Friendships, groups, organizations, societies.



Cognitions, attitudes, beliefs, feelings, theories.



Bytes, records, files, commands, databases.


Quantum strings?

Quarks, electrons, nucleons, atoms, molecules.

Table 24.4: System parts by level

Let a system's constituent parts be those that interact to form the system but are not part of other parts (Esfeld, 1998). So, disconnecting a car entirely gives elemental parts not constituent parts, e.g. a bolt on a wheel isn't a constituent because it is part of the wheel.

To say a body is composed of cells ignores its structure: how elemental parts form constituent parts. Only in system heaps, like a pile of sand, are elemental parts also constituent parts. The body's constituent parts are the digestive system, the respiratory system, etc, not its cells. Just sticking together arbitrary physical parts, like head, arms, and legs, gives the Frankenstein effect (footnote 30) (Tenner, 1997).
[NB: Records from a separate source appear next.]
PR #2144, opened 2024-03-11
wazevo: support for experimental snapshotting

mathetake:


mathetake:
pgquery tests are crashing so it's draft now

PR #2152, opened 2024-03-12
fuzz: adds --no-trace-compares flag by default

mathetake:
This speeds up the fuzzing drastically at the cost of worse coverage (I think we don't care).


mathetake:
FYI @evacchi

PR #2157, opened 2024-03-24
mmap memory when it never grows

ncruces:
As discussed on Slack. Both branches of the if are very similar, but I just wanted to make sure this doesn't break anything before going further.


evacchi:
link to the discussion for reference https://gophers.slack.com/archives/C04CG4A2NKX/p1711139148569809

internal/wasm/memory.go
```diff
@@ -76,25 +77,33 @@ func NewMemoryInstance(memSec *Memory) *MemoryInstance {
...
+			b, err := platform.MmapMemory(int(max))
 			if err != nil {
 				panic(fmt.Errorf("unable to mmap memory: %w", err))
 			}
 			mmappedBuffer = b
+			buffer = b[:min]
 		} else {
 			// mmap not supported so we just preallocate a normal buffer. This will often be large, i.e. ~4GB,
-			// and likely isn't practical, but interpreter usage should be rare and the Wasm binary can be
+			// and likely isn't practical, but interpreter usage should be rare and the WASM binary can be
```
evacchi, line 89: "Wasm" is the right capitalization

ncruces: Ah, OK. 😬

ncruces:
This turns out to be a simple and pretty much painless change.

In light of comments on Slack we may prefer instead to create allow configuring a memory allocator for each runtime (roughly, that's @achille-roussel's suggestion) or provide a memory buffer on instantiation (@anuraaga's).

Both APIs are more explicit, which is good, IMO, but are a bigger change. I'm also not so sure if they can start as experimental, without further complication.

This is enough for my purposes/experimentation. I can leave it as a draft while we discuss alternatives, and I test my usage of it (I need to `mmap` files into guest memory). Or I can withdraw, if you don't like the PR hanging.

If we coalesce around an API with like to offer, I'm happy to implement.

ncruces:
Marking ready for review since I'm now confident that I need something like this. I don't mind at all if we decide we should do it another way.

anuraaga:
I don't see a problem with this for long lived modules. But if anyone is using WithCapacityFromMax in a e.g. module per request type of situation, all modules will allocate using syscalls rather than the Go GC which is a big change and not obviously for the better. I don't know if anyone does this but it doesn't seem like a bad thing to do. I'd feel more comfortable with an experimental flag to enable it

ncruces:
So, summary of options:
1. this;
2. similar to this but with an (experimental) flag rather than `WithMemoryCapacityFromMax`;
3. an (experimental) `RuntimeConfig` API to configure a memory allocator for the runtime;
4. an (experimental) `ModuleConfig` API to configure a memory buffer for the module.

I'm OK with any such option. I'm sensitive to the arguments against this (observability, performance for short lived modules), but these should apply similarly to shared memory. We could just as easily use Go memory to back shared memory.

anuraaga:
> We could just as easily use Go memory to back shared memory.

I don't think so since there is generally an expectation that a process only uses as much physical memory as is currently used, but the nature of thread safety requires either mmap to allocate virtually, or very complex stop-the-world logic in the compiler. Wasm shared memory requiring a specification for max is basically a crutch that it is expected all implementations mmap the max.

Lack of shared memory / atomics is one reason we have the module per request model in the first place and generally I'm comfortable assuming shared memory is in practice used for long lived modules. This may also be the case for the WithCapacityAsMax flag, I just don't have as much experience or context on it.

ncruces:
> I don't think so since there is generally an expectation that a process only uses as much physical memory as is currently used, but the nature of thread safety requires either mmap to allocate virtually, or very complex stop-the-world logic in the compiler. Wasm shared memory requiring a specification for max is basically a crutch that it is expected all implementations mmap the max.

I'd say thread safety only requires the memory to never move (which is the exact same requirement conveyed by `WithMemoryCapacityFromMax`). If the shared memory has a reasonable maximum size (say 64MB), we could prefer (for observability) in a short-lived module, to just `make([]byte, 64*1024*1024)`.

ncruces:
Not to derail the PR, I'm not sure if it is such an issue to do `make([]byte, fourGigabytesOfRAM)` (for shared memory) in the OSes we care about.

That said, my vote would go for option **3**, but I could live with **2** (even **1**, as a stopgap).

anuraaga:
option 3 sgtm

mathetake:
https://github.com/tetratelabs/wazero/pull/2170 obviates this PR, but discussion continues in slack!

24.2.6 Holism and specialization

The performance of a system of parts that interact isn't defined by decomposition alone. Even simple parts, like air molecules, can interact strongly to form a chaotic system like the weather (Lorenz, 1963). Gestalt psychologists called the whole being more than its parts holism, as a curve is just a curve but in a face becomes a "smile". Holism is how system parts change by interacting with others. Holistic systems are individualistic, because changing one part, by its interactions, can cascade to change the whole system drastically. People rarely look the same because one gene change can change everything. The brain is also holistic - one thought can change everything you know.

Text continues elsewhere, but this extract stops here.